• SUPPLIED ENTRIES:
+--

PR #1585, opened 2019-10-04
Implement TOGGLE command client-side only.

maniac103:
As discussed in https://github.com/eclipse/smarthome/pull/4638, particularly https://github.com/eclipse/smarthome/pull/4638#issuecomment-347509218

### DIFF
--- a/mobile/src/main/java/org/openhab/habdroid/background/ItemUpdateWorker.kt
+++ b/mobile/src/main/java/org/openhab/habdroid/background/ItemUpdateWorker.kt
@@ -59,9 +59,7 @@ class ItemUpdateWorker(context: Context, params: WorkerParameters) : Worker(cont
         return runBlocking {
             try {
                 val item = loadItem(connection, itemName)
-                if (item == null) {
-                    return@runBlocking Result.failure(buildOutputData(true, 500))
-                }
+                    ?: return@runBlocking Result.failure(buildOutputData(true, 500))
                 if (value == "TOGGLE") {
                     value = determineOppositeState(item)
                 }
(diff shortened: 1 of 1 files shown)


mobile/src/main/java/org/openhab/habdroid/background/ItemUpdateWorker.kt
```diff
@@ -41,27 +52,79 @@ class ItemUpdateWorker(context: Context, params: WorkerParameters) : Worker(cont
...
         }
     }
 
+    private suspend fun loadItem(connection: Connection, itemName: String): Item? {
+        val response = connection.httpClient.get("rest/items/$itemName")
+        val contentType = response.response.contentType()
+        val content = response.asText().response
+
+
+        if (contentType?.type() == "application" && contentType?.subtype() == "json") {
```
mueller-ma:
```suggestion
        if (contentType?.type() == "application" && contentType.subtype() == "json") {
```

mobile/src/main/java/org/openhab/habdroid/background/ItemUpdateWorker.kt
```diff
@@ -41,27 +52,79 @@ class ItemUpdateWorker(context: Context, params: WorkerParameters) : Worker(cont
...
+
+    private fun determineOppositeState(item: Item): String {
+        if (item.isOfTypeOrGroupType(Item.Type.Rollershutter) || item.isOfTypeOrGroupType(Item.Type.Dimmer)) {
+            // If shutter is (partially) closed, open it, else close it
+            return if (item.state?.asNumber?.value == 0F) "100" else "0"
+        } else if (item.state?.asBoolean == true) {
+            return "OFF"
+        } else {
+            return "ON"
+        }
```
mueller-ma: You can lift out the return: `return if (item....`

mueller-ma:
See https://github.com/openhab/openhab-android/commit/b619fa9b45a7b63213fc8b5be83a417b465d629e for my suggestions.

+--

Which lines of the records hold the string "private"? Copy each one.

• THE ANSWER:
+    private suspend fun loadItem(connection: Connection, itemName: String): Item? {
+    private fun determineOppositeState(item: Item): String {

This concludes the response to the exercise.